The Fashion MNIST data is available directly in the tf.kerasdatasets API. You load it like this:

In [27]:
mnist = tf.keras.datasets.fashion_mnist

Calling load_data on this object will give you two sets of two
lists, these will be the training and testing values for the graphics
that contain the clothing items and their labels.

In [28]:
(training_images, training_labels), (test_images, test_labels) = mnist.load_data()

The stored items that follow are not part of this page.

PR #335, opened 2016-04-29
alpha 8.1 - Receiver users only

hackingtype1:
I would tag this as "alpha 8.1 for receiver users only" in the group. The primary change is a 2 second connection delay; hopefully this makes the receiver + android combo more reliable. If it does, I will likely move this option to the G5 specific preferences.

### DIFF
--- a/app/src/main/java/com/eveningoutpost/dexdrip/Services/G5CollectionService.java
+++ b/app/src/main/java/com/eveningoutpost/dexdrip/Services/G5CollectionService.java
@@ -109,7 +109,6 @@ public class G5CollectionService extends Service {
     private long startTimeInterval = -1;
     private int lastBattery = 216;
     private Boolean isBondedOrBonding = false;
-    private Boolean isFirstTry = true;
 
     private AlarmManager alarm;// = (AlarmManager) getSystemService(ALARM_SERVICE);
 
@@ -187,7 +186,6 @@ public class G5CollectionService extends Service {
                     if (transmitterIdLastTwo.equals(deviceNameLastTwo)) {
                         isBondedOrBonding = true;
                     }
-
                 }
             }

You'll notice that all of the values in the number are between 0 and 255. If we are training a neural network, for various reasons it's easier if we treat all values as between 0 and 1, a process called '**normalizing**'...and fortunately in Python it's easy to normalize a list like this without looping. So, perform it like - 

In [29]:
training_images = training_images / 255.0
test_images = test_images / 255.0

Now you might be wondering why there are 2 sets...training and testing
-- remember we spoke about this in the intro? The idea is to have 1 set of
data for training, and then another set of data...that the model hasn't yet
seen...to see how good it would be at classifying values. After all, when
you're done, you're going to want to try it out with data that it hadn't
previously seen!

Let's now design the model. There are quite a few new concepts here,
but don't worry, you'll get the hang of them.

In [30]:
model = tf.keras.models.Sequential([
    tf.keras.layers.Flatten(),
    tf.keras.layers.Dense(128, activation=tf.nn.relu),
    tf.keras.layers.Dense(10, activation=tf.nn.softmax)
])

**Sequential**: That defines a SEQUENCE of layers in the neural network

**Flatten**: Remember earlier where our images were a square when
you printed them out? Flatten just takes that square and turns it
into a 1-dimensional set.

**Dense**: Adds a layer of neurons

Each layer of neurons needs an **activation function** to tell them what to
do. There are lots of options, but just use these for now.

**Relu** effectively means "If X>0 return X, else return 0" -- so what it does
it only passes values 0 or greater to the next layer in the network.

**Softmax** takes a set of values, and effectively picks the biggest one, so,
for example, if the output of the last layer looks like [0.1, 0.1, 0.05, 0.1,
9.5, 0.1, 0.05, 0.05, 0.05], it saves you from fishing through it looking for
the biggest value, and turns it into [0,0,0,0,1,0,0,0,0] --
The goal is to save a lot of coding!

The next thing to do, now the model is defined, is to actually build it.
You do this by compiling it with an optimizer and loss function as before --
and then you train it by calling **model.fit ** asking it to fit your training
data to your training labels -- i.e. have it figure out the relationship between
the training data and its actual labels, so in future, if you have data that
looks like the training data, then it can make a prediction for what that data
would look like.

In [31]:
model.compile(optimizer = tf.keras.optimizers.Adam(),
			loss = 'sparse_categorical_crossentropy',
			metrics=['accuracy'])

model.fit(training_images, training_labels, epochs=10)

Epoch 1/10
Epoch 2/10
Epoch 3/10
Epoch 4/10
Epoch 5/10
Epoch 6/10
Epoch 7/10
Epoch 8/10
Epoch 9/10
Epoch 10/10


<keras.callbacks.History at 0x7f87b00ab910>

Once it's done training -- you should see an accuracy value at the end of the
final epoch. It might look something like 0.9098. This tells you that your
neural network is about 91% accurate in classifying the training data. I.E.,
it figured out a pattern match between the image and the labels that worked
91% of the time. Not great, but not bad considering it was only trained for 10
epochs and done quite quickly.

But how would it work with unseen data? That's why we have the test images. We
can call model.evaluate, and pass in the two sets, and it will report back the
loss for each. Let's give it a try:

In [32]:
model.evaluate(test_images, test_labels)



[0.34095972776412964, 0.8816999793052673]

For me, that returned an accuracy of about .8838, which means it was
about 88% accurate. As expected it probably would not do as well with *unseen*
data as it did with data it was trained on!